Assuming we're all good there, which do I go for?




I was looking at Manfrotto to start with to keep it all in the family, but quickly learned that their ball-heads are not the greatest with regards to the quick release. So, no thanks.




Gitzo is now very much on my radar and I've seen a Series 2 with a good chunk off the price (open box deal).
Having a look through some of the threads on here, some love them, and some don't at all.


RRS get a lot of recommendations but getting one sent up here to Canada seems to be a lot of ball-ache (geddit?), and they could be cheaper.




So, should I just go for the Gitzo?


----------



## neuroanatomist (May 18, 2014)

Gitzo makes among the best legs available. Their ballheads...not so much. One downside (among others) is like Manfrotto, they use proprietary plates. Get a head that uses the Arca Swiss system. 

Look at ballheads from RRS, Kirk, Markins, Acratech, and Arca Swiss.


----------



## Harry Muff (May 18, 2014)

Thanks for replying.


The thing is, I'm not so bothered about compatibility, I just want something that's rock solid and reliable. 


It'll only see the one camera and I'm not usually rushed.




I just need to know if it has any failings and if there is any reason why it won't work on my old 055C.




Sound like it'll do what I want?


----------



## tolusina (May 18, 2014)

I'm liking the Acratech Ultimate GP Ballhead.
It seems a good match to the Gitzo legs it's on, the combination looks to be one to last the rest of my lifetime.

Your 055C legs have already proved themselves sturdy and durable, whatever head you choose should also.



Harry Muff said:


> ......The thing is, I'm not so bothered about compatibility.........
> 
> ...........It'll only see the one camera.......


Have you ever considered or think maybe you might in the future, accessories such as an L bracket, nodal or macro rails?

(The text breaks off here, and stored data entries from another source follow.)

PR #151, opened 2023-05-31
Run nightly with different python versions

Sxnan:

Run nightly with different python versions.

## Brief change log

- Run nightly with different python versions

  - The public API: no

## Documentation


Sxnan:
@yunfengzhou-hub Can you help review this PR?

.github/workflows/build-and-test.yaml
```diff
@@ -11,13 +11,23 @@ on:
         description: 'Run the build with tmate debugging enabled (https://github.com/marketplace/actions/debugging-with-tmate)'
         required: false
         default: false
+      python_version:
```
yunfengzhou-hub, line 14: Let's setup the default python version for `push` and `pull_request` as well.

.github/workflows/build-and-upload-wheel.yaml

Even for a single camera, compatibility matters.




.


----------



## neuroanatomist (May 18, 2014)

I've tried a couple of Gitzo heads, I find them clunky. On the ones I tried, the friction drag control was very finicky, hard to adjust to the right tension, something you often need to adjust when you change lenses. There are many, many people who recommend Gitzo legs...and very few who recommend their heads – there are reasons for that. There's a Gitzo head that keeps getting relisted on my local Craigslist – it's fairly priced, but the seller has been unable to offload it for going on two years. 

The compatibility is mostly about how you want to mount the camera, and what else you want to mount. If you'll use portrait orientation, an L-bracket is much better than the drop notch, and if you want to shoot a pano in portrait orientation, an L-bracket is required. I'm not aware of any L-brackets for the Gitzo clamps; Manfrotto makes an L-bracket for their RC2 system, and it sucks. L-brackets, macro rails, flash brackets, there are a variety of options for Arca-type plates/clamps...and none for Gitzo. 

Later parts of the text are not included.